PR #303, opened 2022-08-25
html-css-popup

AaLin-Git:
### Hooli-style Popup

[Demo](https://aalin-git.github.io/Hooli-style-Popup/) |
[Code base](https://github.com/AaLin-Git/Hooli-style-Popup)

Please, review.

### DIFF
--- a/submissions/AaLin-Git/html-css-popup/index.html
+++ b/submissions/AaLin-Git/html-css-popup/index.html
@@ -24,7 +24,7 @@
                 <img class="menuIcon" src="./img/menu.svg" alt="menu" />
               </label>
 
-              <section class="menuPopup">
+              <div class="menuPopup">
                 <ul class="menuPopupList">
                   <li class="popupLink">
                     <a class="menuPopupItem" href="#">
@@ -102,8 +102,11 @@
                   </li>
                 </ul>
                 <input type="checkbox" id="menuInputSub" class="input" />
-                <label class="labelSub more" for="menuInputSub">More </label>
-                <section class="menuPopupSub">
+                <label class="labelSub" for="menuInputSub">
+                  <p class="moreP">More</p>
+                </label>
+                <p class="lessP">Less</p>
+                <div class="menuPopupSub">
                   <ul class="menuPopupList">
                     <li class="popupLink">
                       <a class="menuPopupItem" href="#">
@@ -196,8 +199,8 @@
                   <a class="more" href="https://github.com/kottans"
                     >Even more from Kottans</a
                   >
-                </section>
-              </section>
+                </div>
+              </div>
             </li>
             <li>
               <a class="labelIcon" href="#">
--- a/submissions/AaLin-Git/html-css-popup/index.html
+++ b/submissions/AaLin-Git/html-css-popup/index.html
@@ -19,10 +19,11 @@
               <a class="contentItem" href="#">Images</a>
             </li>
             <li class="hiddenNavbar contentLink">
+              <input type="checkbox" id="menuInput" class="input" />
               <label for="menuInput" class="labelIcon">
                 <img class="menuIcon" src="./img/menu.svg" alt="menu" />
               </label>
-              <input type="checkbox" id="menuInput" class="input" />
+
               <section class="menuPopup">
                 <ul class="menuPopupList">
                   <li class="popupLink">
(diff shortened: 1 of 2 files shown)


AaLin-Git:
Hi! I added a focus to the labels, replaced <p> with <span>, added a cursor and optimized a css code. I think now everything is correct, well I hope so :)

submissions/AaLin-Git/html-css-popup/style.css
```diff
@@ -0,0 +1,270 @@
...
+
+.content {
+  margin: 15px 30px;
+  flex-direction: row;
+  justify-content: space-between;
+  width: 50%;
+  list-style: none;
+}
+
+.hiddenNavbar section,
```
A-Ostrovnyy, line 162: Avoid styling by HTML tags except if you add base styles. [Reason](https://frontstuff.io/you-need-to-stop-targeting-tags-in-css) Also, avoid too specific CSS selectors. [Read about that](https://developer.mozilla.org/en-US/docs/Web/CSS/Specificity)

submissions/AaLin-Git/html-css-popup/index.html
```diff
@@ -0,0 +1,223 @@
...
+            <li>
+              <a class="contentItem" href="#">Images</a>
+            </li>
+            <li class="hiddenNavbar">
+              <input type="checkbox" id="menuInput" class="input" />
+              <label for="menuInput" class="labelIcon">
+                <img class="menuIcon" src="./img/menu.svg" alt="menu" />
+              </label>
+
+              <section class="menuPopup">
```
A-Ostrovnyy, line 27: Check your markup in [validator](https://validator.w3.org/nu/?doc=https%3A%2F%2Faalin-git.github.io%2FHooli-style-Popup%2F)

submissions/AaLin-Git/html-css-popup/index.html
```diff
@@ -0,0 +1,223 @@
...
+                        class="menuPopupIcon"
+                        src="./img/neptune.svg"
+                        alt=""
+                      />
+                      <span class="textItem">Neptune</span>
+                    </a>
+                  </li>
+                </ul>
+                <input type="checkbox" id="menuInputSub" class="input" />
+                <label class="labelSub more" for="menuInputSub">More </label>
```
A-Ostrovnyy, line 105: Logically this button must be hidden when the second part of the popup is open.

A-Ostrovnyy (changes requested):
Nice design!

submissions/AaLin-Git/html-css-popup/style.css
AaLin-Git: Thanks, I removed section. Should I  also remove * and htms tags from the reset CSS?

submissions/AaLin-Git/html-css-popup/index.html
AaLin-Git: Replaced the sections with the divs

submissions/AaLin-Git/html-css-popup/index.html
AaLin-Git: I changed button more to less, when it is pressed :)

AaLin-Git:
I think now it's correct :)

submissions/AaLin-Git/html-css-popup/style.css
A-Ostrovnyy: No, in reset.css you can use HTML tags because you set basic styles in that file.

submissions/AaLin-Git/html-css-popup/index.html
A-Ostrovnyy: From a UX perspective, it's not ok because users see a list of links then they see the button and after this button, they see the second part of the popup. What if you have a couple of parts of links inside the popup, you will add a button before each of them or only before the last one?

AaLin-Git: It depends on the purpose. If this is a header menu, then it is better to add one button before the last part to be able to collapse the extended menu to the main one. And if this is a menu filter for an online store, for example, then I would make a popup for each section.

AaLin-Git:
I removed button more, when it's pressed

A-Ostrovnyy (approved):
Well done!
+--
▶ Exercise: Copy out every record exactly.

▶ Exercise result:
PR #303, opened 2022-08-25
html-css-popup

AaLin-Git:
### Hooli-style Popup

[Demo](https://aalin-git.github.io/Hooli-style-Popup/) |
[Code base](https://github.com/AaLin-Git/Hooli-style-Popup)

Please, review.

### DIFF
--- a/submissions/AaLin-Git/html-css-popup/index.html
+++ b/submissions/AaLin-Git/html-css-popup/index.html
@@ -24,7 +24,7 @@
                 <img class="menuIcon" src="./img/menu.svg" alt="menu" />
               </label>
 
-              <section class="menuPopup">
+              <div class="menuPopup">
                 <ul class="menuPopupList">
                   <li class="popupLink">
                     <a class="menuPopupItem" href="#">
@@ -102,8 +102,11 @@
                   </li>
                 </ul>
                 <input type="checkbox" id="menuInputSub" class="input" />
-                <label class="labelSub more" for="menuInputSub">More </label>
-                <section class="menuPopupSub">
+                <label class="labelSub" for="menuInputSub">
+                  <p class="moreP">More</p>
+                </label>
+                <p class="lessP">Less</p>
+                <div class="menuPopupSub">
                   <ul class="menuPopupList">
                     <li class="popupLink">
                       <a class="menuPopupItem" href="#">
@@ -196,8 +199,8 @@
                   <a class="more" href="https://github.com/kottans"
                     >Even more from Kottans</a
                   >
-                </section>
-              </section>
+                </div>
+              </div>
             </li>
             <li>
               <a class="labelIcon" href="#">
--- a/submissions/AaLin-Git/html-css-popup/index.html
+++ b/submissions/AaLin-Git/html-css-popup/index.html
@@ -19,10 +19,11 @@
               <a class="contentItem" href="#">Images</a>
             </li>
             <li class="hiddenNavbar contentLink">
+              <input type="checkbox" id="menuInput" class="input" />
               <label for="menuInput" class="labelIcon">
                 <img class="menuIcon" src="./img/menu.svg" alt="menu" />
               </label>
-              <input type="checkbox" id="menuInput" class="input" />
+
               <section class="menuPopup">
                 <ul class="menuPopupList">
                   <li class="popupLink">
(diff shortened: 1 of 2 files shown)


AaLin-Git:
Hi! I added a focus to the labels, replaced <p> with <span>, added a cursor and optimized a css code. I think now everything is correct, well I hope so :)

submissions/AaLin-Git/html-css-popup/style.css
```diff
@@ -0,0 +1,270 @@
...
+
+.content {
+  margin: 15px 30px;
+  flex-direction: row;
+  justify-content: space-between;
+  width: 50%;
+  list-style: none;
+}
+
+.hiddenNavbar section,
```
A-Ostrovnyy, line 162: Avoid styling by HTML tags except if you add base styles. [Reason](https://frontstuff.io/you-need-to-stop-targeting-tags-in-css) Also, avoid too specific CSS selectors. [Read about that](https://developer.mozilla.org/en-US/docs/Web/CSS/Specificity)

submissions/AaLin-Git/html-css-popup/index.html
```diff
@@ -0,0 +1,223 @@
...
+            <li>
+              <a class="contentItem" href="#">Images</a>
+            </li>
+            <li class="hiddenNavbar">
+              <input type="checkbox" id="menuInput" class="input" />
+              <label for="menuInput" class="labelIcon">
+                <img class="menuIcon" src="./img/menu.svg" alt="menu" />
+              </label>
+
+              <section class="menuPopup">
```
A-Ostrovnyy, line 27: Check your markup in [validator](https://validator.w3.org/nu/?doc=https%3A%2F%2Faalin-git.github.io%2FHooli-style-Popup%2F)

submissions/AaLin-Git/html-css-popup/index.html
```diff
@@ -0,0 +1,223 @@
...
+                        class="menuPopupIcon"
+                        src="./img/neptune.svg"
+                        alt=""
+                      />
+                      <span class="textItem">Neptune</span>
+                    </a>
+                  </li>
+                </ul>
+                <input type="checkbox" id="menuInputSub" class="input" />
+                <label class="labelSub more" for="menuInputSub">More </label>
```
A-Ostrovnyy, line 105: Logically this button must be hidden when the second part of the popup is open.

A-Ostrovnyy (changes requested):
Nice design!

submissions/AaLin-Git/html-css-popup/style.css
AaLin-Git: Thanks, I removed section. Should I  also remove * and htms tags from the reset CSS?

submissions/AaLin-Git/html-css-popup/index.html
AaLin-Git: Replaced the sections with the divs

submissions/AaLin-Git/html-css-popup/index.html
AaLin-Git: I changed button more to less, when it is pressed :)

AaLin-Git:
I think now it's correct :)

submissions/AaLin-Git/html-css-popup/style.css
A-Ostrovnyy: No, in reset.css you can use HTML tags because you set basic styles in that file.

submissions/AaLin-Git/html-css-popup/index.html
A-Ostrovnyy: From a UX perspective, it's not ok because users see a list of links then they see the button and after this button, they see the second part of the popup. What if you have a couple of parts of links inside the popup, you will add a button before each of them or only before the last one?

AaLin-Git: It depends on the purpose. If this is a header menu, then it is better to add one button before the last part to be able to collapse the extended menu to the main one. And if this is a menu filter for an online store, for example, then I would make a popup for each section.

AaLin-Git:
I removed button more, when it's pressed

A-Ostrovnyy (approved):
Well done!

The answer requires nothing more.